- WHAT YOU ARE ASKED TO DO
Search the records for the word "Signed" and report each line that has it.
§ §
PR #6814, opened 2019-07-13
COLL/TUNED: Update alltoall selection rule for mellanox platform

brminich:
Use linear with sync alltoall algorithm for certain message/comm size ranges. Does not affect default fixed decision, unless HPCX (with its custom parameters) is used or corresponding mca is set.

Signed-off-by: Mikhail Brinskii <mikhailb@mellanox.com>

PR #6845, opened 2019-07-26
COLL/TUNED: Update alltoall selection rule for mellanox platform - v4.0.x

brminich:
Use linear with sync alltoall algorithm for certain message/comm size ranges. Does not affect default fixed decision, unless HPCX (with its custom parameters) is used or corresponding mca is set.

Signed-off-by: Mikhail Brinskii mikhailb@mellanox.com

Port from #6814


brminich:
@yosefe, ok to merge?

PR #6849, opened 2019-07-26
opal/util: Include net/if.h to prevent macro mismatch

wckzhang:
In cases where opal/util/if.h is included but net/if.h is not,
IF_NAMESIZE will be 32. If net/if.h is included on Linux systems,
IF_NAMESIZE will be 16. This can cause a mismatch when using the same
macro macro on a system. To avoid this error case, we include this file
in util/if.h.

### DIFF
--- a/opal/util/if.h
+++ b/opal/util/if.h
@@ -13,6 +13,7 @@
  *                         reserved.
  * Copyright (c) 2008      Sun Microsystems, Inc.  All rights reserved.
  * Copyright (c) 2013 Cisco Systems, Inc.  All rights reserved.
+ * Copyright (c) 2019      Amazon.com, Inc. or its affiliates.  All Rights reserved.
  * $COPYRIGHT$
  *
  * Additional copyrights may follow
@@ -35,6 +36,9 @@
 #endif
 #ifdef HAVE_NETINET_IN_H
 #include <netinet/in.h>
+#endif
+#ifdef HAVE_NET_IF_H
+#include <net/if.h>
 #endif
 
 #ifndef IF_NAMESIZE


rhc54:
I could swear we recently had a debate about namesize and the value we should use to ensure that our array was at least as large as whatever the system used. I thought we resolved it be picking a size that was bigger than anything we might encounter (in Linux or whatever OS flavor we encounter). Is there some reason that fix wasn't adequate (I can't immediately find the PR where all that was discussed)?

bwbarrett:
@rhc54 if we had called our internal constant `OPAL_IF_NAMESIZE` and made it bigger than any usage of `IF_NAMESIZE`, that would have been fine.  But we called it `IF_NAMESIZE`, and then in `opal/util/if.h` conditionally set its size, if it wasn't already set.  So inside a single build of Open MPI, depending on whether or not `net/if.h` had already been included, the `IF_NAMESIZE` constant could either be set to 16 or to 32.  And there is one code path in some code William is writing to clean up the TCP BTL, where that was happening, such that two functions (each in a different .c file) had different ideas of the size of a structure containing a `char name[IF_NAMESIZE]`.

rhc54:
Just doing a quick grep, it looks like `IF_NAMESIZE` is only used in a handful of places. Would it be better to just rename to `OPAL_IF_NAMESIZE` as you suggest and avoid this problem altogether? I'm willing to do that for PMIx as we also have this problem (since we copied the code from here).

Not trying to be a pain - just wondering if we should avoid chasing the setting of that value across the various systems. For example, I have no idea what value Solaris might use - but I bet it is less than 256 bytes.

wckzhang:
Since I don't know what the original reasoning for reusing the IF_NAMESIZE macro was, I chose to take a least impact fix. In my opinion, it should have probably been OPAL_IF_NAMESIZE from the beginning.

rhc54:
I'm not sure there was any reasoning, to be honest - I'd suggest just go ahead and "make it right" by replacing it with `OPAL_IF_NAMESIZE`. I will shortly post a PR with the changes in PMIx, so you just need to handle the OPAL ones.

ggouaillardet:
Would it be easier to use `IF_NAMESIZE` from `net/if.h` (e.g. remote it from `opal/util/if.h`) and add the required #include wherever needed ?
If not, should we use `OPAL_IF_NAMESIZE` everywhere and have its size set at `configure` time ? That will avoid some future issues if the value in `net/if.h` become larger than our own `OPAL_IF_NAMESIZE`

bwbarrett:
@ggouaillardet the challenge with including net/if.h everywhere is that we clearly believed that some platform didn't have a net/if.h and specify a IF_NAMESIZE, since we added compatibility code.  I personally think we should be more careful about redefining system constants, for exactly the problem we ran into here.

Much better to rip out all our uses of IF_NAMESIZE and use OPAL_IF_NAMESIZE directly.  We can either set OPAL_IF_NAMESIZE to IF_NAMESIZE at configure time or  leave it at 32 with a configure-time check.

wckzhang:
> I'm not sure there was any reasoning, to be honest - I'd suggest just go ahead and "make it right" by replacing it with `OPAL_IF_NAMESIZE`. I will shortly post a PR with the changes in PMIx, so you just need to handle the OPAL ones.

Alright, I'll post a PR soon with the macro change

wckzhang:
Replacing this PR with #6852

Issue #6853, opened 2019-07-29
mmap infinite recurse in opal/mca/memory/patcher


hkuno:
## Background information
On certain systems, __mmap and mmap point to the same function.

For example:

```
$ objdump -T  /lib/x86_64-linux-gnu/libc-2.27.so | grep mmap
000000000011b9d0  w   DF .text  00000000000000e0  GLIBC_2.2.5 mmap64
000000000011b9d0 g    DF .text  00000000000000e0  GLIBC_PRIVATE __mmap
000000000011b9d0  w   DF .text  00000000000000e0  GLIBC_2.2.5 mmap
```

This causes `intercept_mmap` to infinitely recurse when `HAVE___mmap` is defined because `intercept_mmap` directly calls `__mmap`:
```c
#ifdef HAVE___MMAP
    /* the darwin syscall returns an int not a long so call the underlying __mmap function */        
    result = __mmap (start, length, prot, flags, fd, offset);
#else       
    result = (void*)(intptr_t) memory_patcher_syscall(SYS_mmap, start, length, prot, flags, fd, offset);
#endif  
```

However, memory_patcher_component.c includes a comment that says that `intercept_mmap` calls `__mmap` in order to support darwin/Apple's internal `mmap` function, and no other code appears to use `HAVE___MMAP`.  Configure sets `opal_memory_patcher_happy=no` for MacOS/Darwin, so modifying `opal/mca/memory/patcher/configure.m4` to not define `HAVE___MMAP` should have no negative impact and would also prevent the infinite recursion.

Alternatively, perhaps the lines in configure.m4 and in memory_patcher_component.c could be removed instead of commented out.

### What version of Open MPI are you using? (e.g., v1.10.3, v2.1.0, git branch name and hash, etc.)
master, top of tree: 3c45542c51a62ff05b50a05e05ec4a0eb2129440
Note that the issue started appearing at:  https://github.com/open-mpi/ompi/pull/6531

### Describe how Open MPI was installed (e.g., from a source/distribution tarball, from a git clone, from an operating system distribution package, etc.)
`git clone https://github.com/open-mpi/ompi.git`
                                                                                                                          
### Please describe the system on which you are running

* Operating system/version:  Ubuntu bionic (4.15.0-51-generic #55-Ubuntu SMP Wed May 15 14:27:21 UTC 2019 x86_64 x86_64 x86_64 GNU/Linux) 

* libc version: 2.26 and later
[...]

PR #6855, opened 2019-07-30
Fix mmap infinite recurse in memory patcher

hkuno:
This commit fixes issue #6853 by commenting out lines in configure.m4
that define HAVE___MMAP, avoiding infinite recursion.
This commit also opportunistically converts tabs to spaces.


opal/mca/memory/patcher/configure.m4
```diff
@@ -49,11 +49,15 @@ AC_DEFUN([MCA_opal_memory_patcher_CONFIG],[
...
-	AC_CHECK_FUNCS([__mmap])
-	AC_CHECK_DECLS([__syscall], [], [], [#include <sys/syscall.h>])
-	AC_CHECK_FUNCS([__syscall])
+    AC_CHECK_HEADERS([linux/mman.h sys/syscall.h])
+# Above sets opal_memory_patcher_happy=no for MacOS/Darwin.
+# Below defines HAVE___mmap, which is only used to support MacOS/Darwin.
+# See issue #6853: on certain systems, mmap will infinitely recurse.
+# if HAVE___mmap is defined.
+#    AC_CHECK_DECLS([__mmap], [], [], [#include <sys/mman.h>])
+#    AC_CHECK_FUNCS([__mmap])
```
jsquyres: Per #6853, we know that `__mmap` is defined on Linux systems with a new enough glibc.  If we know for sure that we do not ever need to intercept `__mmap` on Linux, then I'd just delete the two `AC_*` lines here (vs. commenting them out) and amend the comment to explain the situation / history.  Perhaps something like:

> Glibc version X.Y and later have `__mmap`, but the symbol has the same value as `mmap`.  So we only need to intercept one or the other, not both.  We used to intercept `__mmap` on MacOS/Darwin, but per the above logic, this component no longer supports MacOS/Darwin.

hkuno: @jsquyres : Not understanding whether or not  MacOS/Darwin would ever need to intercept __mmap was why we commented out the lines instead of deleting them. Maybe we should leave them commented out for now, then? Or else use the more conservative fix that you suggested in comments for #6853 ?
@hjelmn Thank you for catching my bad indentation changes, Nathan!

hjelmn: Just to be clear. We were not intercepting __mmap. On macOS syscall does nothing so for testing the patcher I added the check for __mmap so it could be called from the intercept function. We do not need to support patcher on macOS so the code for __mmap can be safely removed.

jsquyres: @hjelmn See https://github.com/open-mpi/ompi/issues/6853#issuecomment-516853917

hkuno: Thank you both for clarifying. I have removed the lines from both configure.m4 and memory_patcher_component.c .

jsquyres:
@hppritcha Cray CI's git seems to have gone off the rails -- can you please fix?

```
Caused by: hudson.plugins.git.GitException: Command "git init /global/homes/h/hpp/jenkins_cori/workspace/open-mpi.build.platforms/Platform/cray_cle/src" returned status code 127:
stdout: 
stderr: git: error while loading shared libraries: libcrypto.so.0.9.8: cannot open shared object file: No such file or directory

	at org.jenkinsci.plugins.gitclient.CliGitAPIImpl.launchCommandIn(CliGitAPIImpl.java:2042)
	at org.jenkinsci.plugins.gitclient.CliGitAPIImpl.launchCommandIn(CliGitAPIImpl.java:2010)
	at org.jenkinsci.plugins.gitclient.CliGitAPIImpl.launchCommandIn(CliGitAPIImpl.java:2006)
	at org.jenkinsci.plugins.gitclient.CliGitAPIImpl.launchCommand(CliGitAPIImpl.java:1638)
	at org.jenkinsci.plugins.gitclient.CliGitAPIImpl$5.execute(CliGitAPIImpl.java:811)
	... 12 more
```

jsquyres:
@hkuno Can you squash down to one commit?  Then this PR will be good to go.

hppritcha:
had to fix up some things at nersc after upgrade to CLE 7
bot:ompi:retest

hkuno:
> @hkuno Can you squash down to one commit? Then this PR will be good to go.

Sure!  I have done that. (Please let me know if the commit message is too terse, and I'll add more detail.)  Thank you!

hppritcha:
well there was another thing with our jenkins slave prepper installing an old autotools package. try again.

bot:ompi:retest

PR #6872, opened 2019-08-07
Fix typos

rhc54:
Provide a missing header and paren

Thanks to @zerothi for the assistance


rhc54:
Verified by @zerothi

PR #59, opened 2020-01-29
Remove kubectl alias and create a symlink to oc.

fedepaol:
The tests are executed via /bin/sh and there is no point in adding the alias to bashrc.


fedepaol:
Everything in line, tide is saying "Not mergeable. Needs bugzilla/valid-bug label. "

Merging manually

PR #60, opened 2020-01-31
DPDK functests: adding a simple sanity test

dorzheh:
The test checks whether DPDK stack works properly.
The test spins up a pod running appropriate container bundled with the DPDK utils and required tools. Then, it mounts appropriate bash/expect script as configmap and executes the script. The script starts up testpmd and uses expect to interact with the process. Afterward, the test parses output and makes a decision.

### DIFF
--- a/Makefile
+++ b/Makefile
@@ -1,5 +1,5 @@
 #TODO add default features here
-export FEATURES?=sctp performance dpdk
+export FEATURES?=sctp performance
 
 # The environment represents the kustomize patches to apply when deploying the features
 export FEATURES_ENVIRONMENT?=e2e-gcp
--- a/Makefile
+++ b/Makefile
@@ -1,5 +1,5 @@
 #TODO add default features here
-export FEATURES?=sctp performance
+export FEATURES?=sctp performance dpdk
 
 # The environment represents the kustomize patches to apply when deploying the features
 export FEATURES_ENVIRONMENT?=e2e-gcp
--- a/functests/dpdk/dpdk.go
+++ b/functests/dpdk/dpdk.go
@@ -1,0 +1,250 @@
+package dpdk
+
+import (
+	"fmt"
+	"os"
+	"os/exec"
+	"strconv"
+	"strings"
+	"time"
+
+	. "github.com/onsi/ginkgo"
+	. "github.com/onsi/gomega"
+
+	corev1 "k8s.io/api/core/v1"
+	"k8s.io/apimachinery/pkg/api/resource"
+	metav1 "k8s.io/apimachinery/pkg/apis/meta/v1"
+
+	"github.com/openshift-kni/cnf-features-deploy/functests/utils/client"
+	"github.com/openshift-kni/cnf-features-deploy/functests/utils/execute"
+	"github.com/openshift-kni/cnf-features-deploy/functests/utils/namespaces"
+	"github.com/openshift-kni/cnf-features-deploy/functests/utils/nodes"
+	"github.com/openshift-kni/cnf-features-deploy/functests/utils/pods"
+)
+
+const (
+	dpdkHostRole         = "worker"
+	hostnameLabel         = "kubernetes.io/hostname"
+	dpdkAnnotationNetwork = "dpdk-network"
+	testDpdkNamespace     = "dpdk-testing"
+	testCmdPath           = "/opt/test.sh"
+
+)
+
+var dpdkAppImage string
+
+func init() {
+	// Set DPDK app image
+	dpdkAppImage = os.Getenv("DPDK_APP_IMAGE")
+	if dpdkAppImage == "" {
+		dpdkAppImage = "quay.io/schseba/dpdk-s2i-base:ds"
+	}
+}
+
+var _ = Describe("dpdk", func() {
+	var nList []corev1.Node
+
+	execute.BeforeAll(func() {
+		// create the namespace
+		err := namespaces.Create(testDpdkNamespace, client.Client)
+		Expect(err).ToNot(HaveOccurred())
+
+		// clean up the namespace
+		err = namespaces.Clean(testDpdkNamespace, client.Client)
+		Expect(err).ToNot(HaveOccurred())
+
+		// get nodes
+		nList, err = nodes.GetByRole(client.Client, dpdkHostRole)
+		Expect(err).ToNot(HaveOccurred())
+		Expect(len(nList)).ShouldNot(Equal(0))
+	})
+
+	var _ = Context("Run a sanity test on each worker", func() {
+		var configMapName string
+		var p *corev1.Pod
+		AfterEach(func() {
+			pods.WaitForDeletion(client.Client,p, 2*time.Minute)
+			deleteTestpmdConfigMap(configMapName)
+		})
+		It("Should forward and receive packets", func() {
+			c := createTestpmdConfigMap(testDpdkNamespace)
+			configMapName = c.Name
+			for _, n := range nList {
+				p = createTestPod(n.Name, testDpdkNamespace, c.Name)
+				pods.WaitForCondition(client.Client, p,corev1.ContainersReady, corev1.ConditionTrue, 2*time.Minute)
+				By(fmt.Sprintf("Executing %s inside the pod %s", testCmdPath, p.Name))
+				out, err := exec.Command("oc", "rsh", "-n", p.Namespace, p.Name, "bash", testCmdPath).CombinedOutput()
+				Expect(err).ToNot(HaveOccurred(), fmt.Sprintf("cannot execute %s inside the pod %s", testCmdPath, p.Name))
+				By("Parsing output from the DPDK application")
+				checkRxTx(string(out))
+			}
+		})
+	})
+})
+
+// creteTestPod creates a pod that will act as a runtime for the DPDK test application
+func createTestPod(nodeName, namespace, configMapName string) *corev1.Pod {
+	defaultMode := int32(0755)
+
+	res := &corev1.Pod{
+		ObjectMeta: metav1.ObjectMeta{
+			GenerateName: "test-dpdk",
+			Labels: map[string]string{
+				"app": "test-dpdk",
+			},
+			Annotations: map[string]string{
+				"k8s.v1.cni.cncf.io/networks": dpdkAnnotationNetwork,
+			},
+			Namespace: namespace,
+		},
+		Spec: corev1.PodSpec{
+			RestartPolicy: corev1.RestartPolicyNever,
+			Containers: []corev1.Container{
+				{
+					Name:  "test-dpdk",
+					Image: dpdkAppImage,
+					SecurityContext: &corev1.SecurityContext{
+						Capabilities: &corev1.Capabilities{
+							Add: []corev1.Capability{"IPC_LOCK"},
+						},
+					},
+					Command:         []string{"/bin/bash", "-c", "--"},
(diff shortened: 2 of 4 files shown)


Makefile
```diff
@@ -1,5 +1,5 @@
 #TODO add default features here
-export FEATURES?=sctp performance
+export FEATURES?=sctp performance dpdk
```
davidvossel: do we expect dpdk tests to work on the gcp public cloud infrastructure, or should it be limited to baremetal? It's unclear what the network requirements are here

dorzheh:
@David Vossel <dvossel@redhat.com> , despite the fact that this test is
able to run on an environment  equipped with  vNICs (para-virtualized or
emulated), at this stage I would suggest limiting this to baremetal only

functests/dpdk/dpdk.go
§ §
- RESULT FOR THIS TASK
Signed-off-by: Mikhail Brinskii <mikhailb@mellanox.com>
Signed-off-by: Mikhail Brinskii mikhailb@mellanox.com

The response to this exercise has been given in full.